Williams J. continued (p 431):-

"Expenditure of this nature is in each case made once and for all to remove a particular threat to the prosperity of the business structure as a whole. The fact that further applications may be made in the future for new licences does not destroy the nature of the advantage to be derived from the defeat of any particular application."
  1. It was in these circumstances that Williams J. concluded that the payment in the Broken Hill Theatres case was on capital account. I do not refer to the detail of the judgments delivered on appeal. It is enough to refer to the joint judgment of Dixon C.J. and McTiernan, Fullagar and Kitto JJ. at pp 433-434.

  2. Counsel for the applicant in the present case relied specifically upon what had been said by the High Court in the Sun Newspapers case at pp 359 and 363. At the second of those pages Dixon J. (as he then was) said (p 363):-

"There are, I think, three matters to be considered, (a) the character of the advantage sought, and in this its lasting qualities may play a part, (b) the manner in which it is to be used, relied upon or enjoyed, and in this and under the former head recurrence may play its part, and (c) the means adopted to obtain it; that is, by providing a periodical reward or outlay to cover its use or enjoyment for periods commensurate with the payment or by making a final provision or payment so as to secure future use or enjoyment."
  1. Contrary to the submissions made to me by counsel for the applicant, I am of opinion that, if those considerations are applied to the present case, they lead clearly to the conclusion that the payment here in question was on capital account. If one considers the character of the advantage sought, what was sought was a covenant which would restrain Mr. Kehl from engaging in competition with the company and thus possibly doing acts which might damage its business and goodwill. If one considers the manner in which the payment was to be used, it was to secure the advantage to the company to which I have referred, and, so far as the means adopted to obtain it are concerned, one payment was made. There is no question here of any periodicity in the payments. The very decision in Sun Newspapers itself suggests that it, if applied directly to the facts of this case, should lead to the conclusion that this payment was on capital account.

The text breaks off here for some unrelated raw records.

PR #158, opened 2017-03-29
Add PC_BoundingDiagonal(p PCPATCH)

elemoine:
This provides a `PC_BoundingDiagonal` function that can be used to get the 2D, Z, M or ZM bounding diagonal of a patch. Using this function indices on `PC_BoundingDiagonal(patch)` can be created, making 3D spatial relationship tests possible.

@mbredif @pblottiere does this correspond to what we discussed?

Todo:

* [x] Document `PC_BoundingDiagonalAsBinary`
* [x] Add SQL tests
* [x] Add unit tests

### DIFF
--- a/lib/pc_api.h
+++ b/lib/pc_api.h
@@ -431,6 +431,9 @@ int pc_bytes_deserialize(const uint8_t *buf, const PCDIMENSION *dim, PCBYTES *pc
 /** Wrap serialized stats in a new stats objects */
 PCSTATS* pc_stats_new_from_data(const PCSCHEMA *schema, const uint8_t *mindata, const uint8_t *maxdata, const uint8_t *avgdata);
 
+/** Allocate a stats object */
+PCSTATS* pc_stats_new(const PCSCHEMA *schema);
+
 /** Free a stats object */
 void pc_stats_free(PCSTATS *stats);
 
@@ -445,6 +448,12 @@ int pc_patch_compute_extent(PCPATCH *patch);
 
 /** True/false if bounds intersect */
 int pc_bounds_intersects(const PCBOUNDS *b1, const PCBOUNDS *b2);
+
+/** Returns OGC WKB of the bounding diagonal of XY bounds */
+uint8_t* pc_bounding_diagonal_wkb_from_bounds(const PCBOUNDS *bounds, const PCSCHEMA *schema, size_t *wkbsize);
+
+/** Returns OGC WKB of the bounding diagonal of XY, XYZ, XYM or XYZM bounds */
+uint8_t* pc_bounding_diagonal_wkb_from_stats(const PCSTATS *stats, size_t *wkbsize);
 
 /** Subset batch based on less-than condition on dimension */
 PCPATCH* pc_patch_filter_lt_by_name(const PCPATCH *pa, const char *name, double val);
--- a/lib/pc_util.c
+++ b/lib/pc_util.c
@@ -156,6 +156,30 @@ wkb_get_int16(const uint8_t *wkb, int flip_endian)
 		return i;
 }
 
+uint8_t *
+wkb_set_double(uint8_t *wkb, double d)
+{
+	memcpy(wkb, &d, 8);
+	wkb += 8;
+	return wkb;
+}
+
+uint8_t *
+wkb_set_uint32(uint8_t *wkb, uint32_t i)
+{
+	memcpy(wkb, &i, 4);
+	wkb += 4;
+	return wkb;
+}
+
+uint8_t *
+wkb_set_char(uint8_t *wkb, char c)
+{
+	memcpy(wkb, &c, 1);
+	wkb += 1;
+	return wkb;
+}
+
 uint32_t
 wkb_get_pcid(const uint8_t *wkb)
 {
@@ -206,6 +230,7 @@ wkb_get_npoints(const uint8_t *wkb)
 	}
 	return npoints;
 }
+
 uint8_t*
 uncompressed_bytes_flip_endian(const uint8_t *bytebuf, const PCSCHEMA *schema, uint32_t npoints)
 {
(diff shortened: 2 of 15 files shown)


pgsql/pc_inout.c
```diff
@@ -313,6 +314,37 @@ Datum pcpatch_bytea_envelope(PG_FUNCTION_ARGS)
...
+{
+	SERIALIZED_PATCH *serpatch;
+	PCSCHEMA *schema;
+	PCPATCH *patch;
+	uint8 *bytes;
+	size_t bytes_size;
+	bytea *wkb;
+	size_t wkb_size;
+
+	serpatch = PG_GETARG_SERPATCH_P(0);
```
mbredif: You should not deserialize the whole patch. See the stats access functions for deserializing only the stats.

pgsql/pc_inout.c
```diff
@@ -32,6 +32,7 @@ Datum pcpoint_as_text(PG_FUNCTION_ARGS);
 Datum pcpatch_as_text(PG_FUNCTION_ARGS);
 Datum pcpoint_as_bytea(PG_FUNCTION_ARGS);
 Datum pcpatch_bytea_envelope(PG_FUNCTION_ARGS);
+Datum pcpatch_bytea_bounding_diagonal(PG_FUNCTION_ARGS);
```
mbredif: I would prefer `pcpatch_bounding_diagonal_as_bytea`. (I propose to rename the `pcpatch_bytea_envelope` to `pcpatch_envelope_as_bytea` in my pc_envelope PR.

mbredif:
> Document PC_BoundingEnvelopeAsBinary

I assume you meant `PC_BoundingDiagonalAsBinary`.

pgsql/pc_pgsql.h
```diff
@@ -116,6 +116,9 @@ char* pc_patch_to_hexwkb(const PCPATCH *patch);
 /** Returns OGC WKB for envelope of PCPATCH */
 uint8_t* pc_patch_to_geometry_wkb_envelope(const SERIALIZED_PATCH *pa, const PCSCHEMA *schema, size_t *wkbsize);
 
+/** Returns OGC WKB for bounding diagonal of PCPATCH */
+uint8_t* pc_patch_to_geometry_wkb_bounding_diagonal(const PCPATCH *pa, const PCSCHEMA *schema, size_t *wkbsize);
+
```
mbredif: I would rather have this function (and  `pc_patch_to_geometry_wkb_envelope`, see [this commit](https://github.com/LI3DS/pointcloud/pull/59/commits/788dc496ab536959997784bed37d495e3154d21d)) in the lib, so that it can be tested with make check and valgrind more easily.

pgsql/pc_inout.c
elemoine: +1

pgsql/pc_inout.c
elemoine: Yes, this was my intent.

pgsql/pc_pgsql.h
elemoine: Moving the function to `lib` was also my intent.

pgsql/pc_inout.c
elemoine: Done.

pgsql/pc_pgsql.h
elemoine: Done.

pgsql/pc_inout.c
mbredif: Not really, see https://github.com/pgpointcloud/pointcloud/blob/master/pgsql/pc_access.c#L711-L725

lib/pc_util.c
```diff
@@ -263,3 +288,80 @@ void pc_bounds_merge(PCBOUNDS *b1, const PCBOUNDS *b2)
 	if ( b2->ymax > b1->ymax ) b1->ymax = b2->ymax;
 }
 
+uint8_t *
+pc_bounds_xyzm_to_bounding_diagonal_wkb(
+	const PCSTATS *stats, const PCBOUNDS *bounds, const PCSCHEMA *schema,
+	size_t *wkbsize)
```
mbredif: it is a little cumbersome to pass both the stats and the bounds.
Is it much more efficient to use the bounds rather than the stats only ?
schema is already accessible in the points of stats.

elemoine: Agree. How about having two functions, `pc_bounds_to_bounding_diagonal_wkb` and `pc_bounds_xyzm_bounding_diagonal_wkb`, and use the former as an optimization for the 2D case? See the updated patch.

elemoine:
> Not really, see https://github.com/pgpointcloud/pointcloud/blob/master/pgsql/pc_access.c#L711-L725

Done. Thank you for pointing me to this technique.

lib/pc_util.c
```diff
@@ -263,3 +288,123 @@ void pc_bounds_merge(PCBOUNDS *b1, const PCBOUNDS *b2)
 	if ( b2->ymax > b1->ymax ) b1->ymax = b2->ymax;
 }
 
+static uint32_t srid_mask = 0x20000000;
+static uint32_t m_mask = 0x40000000;
+static uint32_t z_mask = 0x80000000;
+
+uint8_t *
+pc_bounds_to_bounding_diagonal_wkb(
```
elemoine: Could be changed to `pc_bounding_diagonal_wkb_from_bounds`. And the second function could be changed to `pc_bounding_diagonal_wkb_from_stats`.

lib/pc_util.c
```diff
@@ -263,3 +288,123 @@ void pc_bounds_merge(PCBOUNDS *b1, const PCBOUNDS *b2)
...
+	if ( wkbsize )
+		*wkbsize = size;
+
+	return wkb;
+}
+
+uint8_t *
+pc_bounds_xyzm_to_bounding_diagonal_wkb(
+	const PCSTATS *stats, const PCSCHEMA *schema, size_t *wkbsize)
+{
```
mbredif: Why not simply `pc_stats_to_bounding_diagonal_wkb(const PCSTATS *stats, size_t *wkbsize)` ?
`schema` could be retrieved as `stats->min->schema`

lib/pc_api.h
```diff
@@ -437,6 +440,12 @@ int pc_patch_compute_extent(PCPATCH *patch);
 /** True/false if bounds intersect */
 int pc_bounds_intersects(const PCBOUNDS *b1, const PCBOUNDS *b2);
 
+/** Returns OGC WKB of the bounding diagonal of XY bounds */
+uint8_t* pc_bounds_to_bounding_diagonal_wkb(const PCBOUNDS *bounds, const PCSCHEMA *schema, size_t *wkbsize);
+
+/** Returns OGC WKB of the bounding diagonal of XYZ, XYM or XYZM bounds */
```
mbredif: XY is ok too

lib/pc_util.c
mbredif: That is also better than the current proposal with `bounds_xyzm`...

elemoine: Done.

lib/pc_util.c
elemoine: Indeed. Done.

lib/pc_api.h
elemoine: Done.

elemoine:
So with this patch we can create this index on a patch table:

```sql
create index on my_table using gist(pc_boundingdiagonal(patch)  gist_geometry_ops_nd);
```

and then use index-based queries like this:

```sql
select patch from my_table where pc_boundingdiagonal(patch) &&& 'linestring z (…)'::geometry;
```

I did some preliminary tests with our LOPoCS visualization server and it looks promising!

pgsql/pc_inout.c
```diff
@@ -313,6 +314,50 @@ Datum pcpatch_bytea_envelope(PG_FUNCTION_ARGS)
...
+		bytes = pc_bounding_diagonal_wkb_from_bounds(
+			&serpatch->bounds, schema, &bytes_size);
+	}
+
+	wkb_size = VARHDRSZ + bytes_size;
+	wkb = palloc(wkb_size);
+	memcpy(VARDATA(wkb), bytes, bytes_size);
+	SET_VARSIZE(wkb, wkb_size);
+
+	pfree(bytes);
```
mbredif: `pcfree` ?

mbredif:
Good work @elemoine. I think this can be merged after rebasing on the merge of #160 and #149 .

pgsql/pc_inout.c
elemoine: We use `pfree` (from Postgres) elsewhere for the `pgsql` code.

mbredif: My remark is that `bytes` is allocated with `pcalloc`, so I would expect freeing it with `pcfree`. I do not know if it matters, though.

elemoine:
I rebased this, and updates the NEWS file to mention the two new functions.

pgsql/pc_inout.c
elemoine: `pcpatch_envelope_as_bytea` uses `pfree`, but you're right that it makes more sense to use `pcfree` in that case. I'll change it.

elemoine: Done.

elemoine:
@pblottiere @strk This patch is ready. @mbredif reviewed it, and I took all his comments into account. Feel free to review this and provide comments. Otherwise I'll merge it in the coming days. Thanks.

lib/pc_util.c
```diff
@@ -156,6 +156,30 @@ wkb_get_int16(const uint8_t *wkb, int flip_endian)
 		return i;
 }
 
+uint8_t *
+wkb_set_double(uint8_t *wkb, double d)
+{
+	memcpy(wkb, &d, 8);
+	wkb += 8;
```
pblottiere: A minor comment: we could use `sizeof` instead of having it hardcoded.

lib/pc_util.c
```diff
@@ -156,6 +156,30 @@ wkb_get_int16(const uint8_t *wkb, int flip_endian)
...
+	return wkb;
+}
+
+uint8_t *
+wkb_set_uint32(uint8_t *wkb, uint32_t i)
+{
+	memcpy(wkb, &i, 4);
+	wkb += 4;
```
pblottiere: Same comment about `sizeof`

lib/pc_util.c
```diff
@@ -156,6 +156,30 @@ wkb_get_int16(const uint8_t *wkb, int flip_endian)
...
+	return wkb;
+}
+
+uint8_t *
+wkb_set_char(uint8_t *wkb, char c)
+{
+	memcpy(wkb, &c, 1);
+	wkb += 1;
```
pblottiere: Same comment about `sizeof`

pblottiere:
@elemoine Very nice work! It's gonna be be very useful to LOPoCS!

lib/pc_util.c
elemoine: I agree that it's better to use `sizeof` but the `wkb_get_*` functions and other functions in this file use numerical values instead of `sizeof`. I'd rather favor consistency and use numerical values here in the setters as well.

  2. For all these reasons, I have reached the clear conclusion that the payment in question in the present case was paid on capital and not on revenue account.

  3. The only other matter I wish to mention concerns reference by counsel for the Commissioner to a New Zealand case, Buckley and Young Limited v. Commissioner of Inland Revenue (1978) 2 NZLR 485. There Richardson J., who delivered the judgment of the New Zealand Court of Appeal, referred to the Associated Portland Cement Manufacturers Limited case as well as to a number of other authorities. He drew a distinction (p 489) between a payment made as a matter of commercial necessity or expediency to secure the removal of an unsatisfactory director or employee and a payment made to a retiring director or employee in consideration for a restrictive covenant not to compete. The former payment would usually be on revenue account, whereas the latter would usually be on capital account.

  4. I do not, of course, decide any matter concerned with a payment made to a director or employee who has been paid a sum of money simply to remove him from office. It is enough to say that Richardson J.'s judgment in the Buckley and Young case is in accordance, so far as it concerns payments of the kind in question here, with the conventional run of authority.

  5. In the result, the application is dismissed.